Live album by Jesus Culture
- Released: June 3, 2014
- Recorded: January 2014
- Venue: Jesus Culture Encounter Conference at California's Historic Memorial Auditorium in Sacramento, California
- Genre: Worship
- Length: 87:52
- Label: Jesus Culture Music
- Producer: Jeremy Edwardson

Jesus Culture chronology
| Live from New York (2012) | Unstoppable Love (2014) | Let It Echo (2016) |

= Unstoppable Love =

Unstoppable Love is a live album from Jesus Culture.

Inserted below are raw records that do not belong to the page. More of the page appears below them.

PR #266, opened 2019-06-11
Add a Nonce-based TestEquality instance for ModuleTranslation

siddharthist:
... and a few other instances that I considered along the way before settling on the `Nonce`-based approach

### DIFF
--- a/crucible-llvm/src/Lang/Crucible/LLVM/Translation.hs
+++ b/crucible-llvm/src/Lang/Crucible/LLVM/Translation.hs
@@ -100,6 +100,7 @@ import qualified Text.LLVM.AST as L
 
 import           Data.Parameterized.NatRepr as NatRepr
 import           Data.Parameterized.Some
+import           Data.Parameterized.Nonce
 
 import           What4.FunctionName
 import           What4.ProgramLoc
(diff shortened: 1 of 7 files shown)


crucible-llvm/src/Lang/Crucible/LLVM/Translation.hs
```diff
@@ -369,9 +376,10 @@ insDeclareHandle halloc ctx decl = do
 -- Note: We may want to add a map from symbols to existing function handles
 -- if we want to support dynamic loading.
 translateModule :: HandleAllocator s -- ^ Generator for nonces.
+                -> (NonceGenerator (ST s) t)
                 -> L.Module          -- ^ Module to translate
-                -> ST s (Some ModuleTranslation)
-translateModule halloc m = do
+                -> ST s (Some (ModuleTranslation t))
+translateModule halloc nonceGen m = do
```
robdockins: I don't think we need a separate nonce generator here, you can get the generator out of the handle allocator using the record accessor `haCounter`.

siddharthist:
@robdockins That's an interesting point I hadn't considered, I just figured those instances were usually a good idea because there's only ever one valid instance for any type. I'll revert those changes.

crucible-llvm/src/Lang/Crucible/LLVM/Translation.hs
siddharthist: Ah, I missed that because I saw that the constructor wasn't exported. Thanks!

Jesus Culture Music released the album on June 3, 2014.

==Critical reception==

Awarding the album four stars at CCM Magazine, Grace Aspinwall states, "Unstoppable Love is filled with passionate, soaring vocals". David Jeffries, rating the album three stars for AllMusic, writes, "it's the Jesus Culture album to grab when nothing but the most stately songs are what's required." Giving the album four and a half stars from New Release Today, Kevin Davis describes being, "impressed by the consistent quality and fresh worshipful songs that come from Jesus Culture." Stephen Luff, indicating in a nine out of ten review by Cross Rhythms, says, "The album delivers a set of worship songs of the highest quality and leaders Chris Quilala and Kim Walker-Smith have clearly lost none of their prophetic power." Signaling in a three and a half star review at Jesus Freak Hideout, Matthew Morris replies, "Jesus Culture's tenth album is one of their best." Jono Davies, specifying in a four and a half star review from Louder Than the Music, declares, "Jesus Culture have put together a stunning collection of songs of worship to the King of Kings whose love never stops." Assigning the album an eight and a half star review for Jesus Wired, Jessica Morris recognizes, "Unstoppable Love is a bold and riveting release by Jesus Culture."

Professional ratings
Review scores
| Source | Rating |
| AllMusic |  |
| CCM Magazine |  |
| Cross Rhythms |  |
| Jesus Freak Hideout |  |
| Jesus Wired |  |
| Louder Than the Music |  |
| New Release Today |  |

==Awards and accolades==
This album was No. 15 on the Worship Leaders Top 20 Albums of 2014 list.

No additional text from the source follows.